[Saved entries]
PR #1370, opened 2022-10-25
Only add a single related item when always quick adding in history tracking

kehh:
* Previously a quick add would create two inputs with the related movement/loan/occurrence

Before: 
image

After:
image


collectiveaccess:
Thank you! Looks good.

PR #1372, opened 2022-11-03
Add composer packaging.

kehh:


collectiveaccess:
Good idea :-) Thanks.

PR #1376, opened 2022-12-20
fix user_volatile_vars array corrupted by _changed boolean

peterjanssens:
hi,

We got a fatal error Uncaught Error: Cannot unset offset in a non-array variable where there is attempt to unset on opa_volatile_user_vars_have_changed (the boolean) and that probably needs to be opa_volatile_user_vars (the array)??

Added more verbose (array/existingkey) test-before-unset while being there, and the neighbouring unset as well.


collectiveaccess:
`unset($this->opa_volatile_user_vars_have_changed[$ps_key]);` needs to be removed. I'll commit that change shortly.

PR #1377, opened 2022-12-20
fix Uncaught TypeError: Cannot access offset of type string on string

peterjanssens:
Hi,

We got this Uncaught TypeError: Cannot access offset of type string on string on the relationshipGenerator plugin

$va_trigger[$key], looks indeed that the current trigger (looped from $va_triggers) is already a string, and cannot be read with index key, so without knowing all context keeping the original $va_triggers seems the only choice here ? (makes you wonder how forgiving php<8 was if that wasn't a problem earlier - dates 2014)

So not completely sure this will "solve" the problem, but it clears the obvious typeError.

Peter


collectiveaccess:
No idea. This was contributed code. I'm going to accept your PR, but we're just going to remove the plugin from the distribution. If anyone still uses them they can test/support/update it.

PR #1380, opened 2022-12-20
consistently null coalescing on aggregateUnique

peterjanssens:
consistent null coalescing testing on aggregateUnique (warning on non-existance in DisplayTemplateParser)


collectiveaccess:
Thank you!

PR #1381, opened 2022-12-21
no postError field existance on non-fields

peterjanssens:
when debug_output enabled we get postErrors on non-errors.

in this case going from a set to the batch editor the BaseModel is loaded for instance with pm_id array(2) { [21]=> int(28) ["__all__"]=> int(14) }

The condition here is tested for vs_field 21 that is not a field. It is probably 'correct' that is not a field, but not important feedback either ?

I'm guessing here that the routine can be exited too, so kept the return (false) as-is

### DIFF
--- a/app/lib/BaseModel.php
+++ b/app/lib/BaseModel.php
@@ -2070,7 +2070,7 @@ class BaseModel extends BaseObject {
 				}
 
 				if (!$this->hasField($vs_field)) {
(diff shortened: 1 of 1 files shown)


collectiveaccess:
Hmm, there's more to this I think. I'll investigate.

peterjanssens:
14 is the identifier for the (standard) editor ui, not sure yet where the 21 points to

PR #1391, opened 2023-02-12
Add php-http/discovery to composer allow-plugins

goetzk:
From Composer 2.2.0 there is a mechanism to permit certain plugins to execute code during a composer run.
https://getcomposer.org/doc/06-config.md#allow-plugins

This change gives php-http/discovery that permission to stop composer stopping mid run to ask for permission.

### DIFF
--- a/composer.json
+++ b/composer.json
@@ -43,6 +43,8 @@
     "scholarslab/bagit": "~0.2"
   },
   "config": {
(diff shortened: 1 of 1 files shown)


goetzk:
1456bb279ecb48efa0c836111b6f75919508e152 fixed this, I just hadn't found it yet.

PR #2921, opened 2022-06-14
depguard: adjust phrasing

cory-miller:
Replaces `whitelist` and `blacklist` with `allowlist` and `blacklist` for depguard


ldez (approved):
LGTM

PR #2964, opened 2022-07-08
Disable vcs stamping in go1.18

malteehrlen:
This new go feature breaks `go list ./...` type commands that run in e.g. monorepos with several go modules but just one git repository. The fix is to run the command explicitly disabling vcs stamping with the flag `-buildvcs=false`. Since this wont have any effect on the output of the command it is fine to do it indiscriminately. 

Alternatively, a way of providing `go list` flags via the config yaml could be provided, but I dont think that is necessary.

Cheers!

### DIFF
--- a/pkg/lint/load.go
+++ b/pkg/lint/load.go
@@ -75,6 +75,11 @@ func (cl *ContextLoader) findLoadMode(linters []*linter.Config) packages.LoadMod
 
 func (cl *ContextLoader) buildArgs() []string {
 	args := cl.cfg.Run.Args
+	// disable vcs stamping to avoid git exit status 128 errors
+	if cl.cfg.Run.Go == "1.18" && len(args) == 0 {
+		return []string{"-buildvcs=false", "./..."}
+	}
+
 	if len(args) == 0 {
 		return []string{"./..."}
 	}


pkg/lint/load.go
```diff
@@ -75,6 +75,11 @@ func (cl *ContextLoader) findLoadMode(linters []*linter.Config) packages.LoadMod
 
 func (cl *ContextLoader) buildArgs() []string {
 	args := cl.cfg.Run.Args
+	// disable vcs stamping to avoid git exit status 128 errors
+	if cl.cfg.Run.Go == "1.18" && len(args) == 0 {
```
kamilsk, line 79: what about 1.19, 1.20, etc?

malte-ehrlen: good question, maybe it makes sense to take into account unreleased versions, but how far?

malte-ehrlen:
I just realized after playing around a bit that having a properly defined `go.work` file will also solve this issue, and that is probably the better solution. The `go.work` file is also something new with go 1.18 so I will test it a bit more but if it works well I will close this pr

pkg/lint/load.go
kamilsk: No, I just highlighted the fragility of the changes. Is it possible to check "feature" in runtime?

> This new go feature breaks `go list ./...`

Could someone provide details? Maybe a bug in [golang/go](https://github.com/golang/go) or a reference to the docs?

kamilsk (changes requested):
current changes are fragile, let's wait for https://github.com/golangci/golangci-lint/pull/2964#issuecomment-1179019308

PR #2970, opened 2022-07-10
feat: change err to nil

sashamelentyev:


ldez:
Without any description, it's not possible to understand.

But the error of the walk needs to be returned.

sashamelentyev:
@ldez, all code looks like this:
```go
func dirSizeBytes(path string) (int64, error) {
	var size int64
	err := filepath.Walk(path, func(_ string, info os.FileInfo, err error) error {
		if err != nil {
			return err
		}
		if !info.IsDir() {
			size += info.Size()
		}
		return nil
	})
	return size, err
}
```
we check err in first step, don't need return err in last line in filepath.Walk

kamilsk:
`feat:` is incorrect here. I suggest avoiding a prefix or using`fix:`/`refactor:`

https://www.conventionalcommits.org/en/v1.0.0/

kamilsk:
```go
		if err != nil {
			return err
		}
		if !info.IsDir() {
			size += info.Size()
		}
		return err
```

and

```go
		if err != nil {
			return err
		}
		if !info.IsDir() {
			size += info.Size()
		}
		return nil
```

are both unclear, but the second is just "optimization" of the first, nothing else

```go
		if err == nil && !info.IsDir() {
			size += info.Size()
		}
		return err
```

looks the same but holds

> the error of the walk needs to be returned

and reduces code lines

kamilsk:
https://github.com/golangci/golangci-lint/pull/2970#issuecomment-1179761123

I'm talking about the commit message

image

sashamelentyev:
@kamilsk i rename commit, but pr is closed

TO DO
Only lines that include "about" belong in the answer; return them from the entries above.

ANSWER SPACE
kamilsk, line 79: what about 1.19, 1.20, etc?
I'm talking about the commit message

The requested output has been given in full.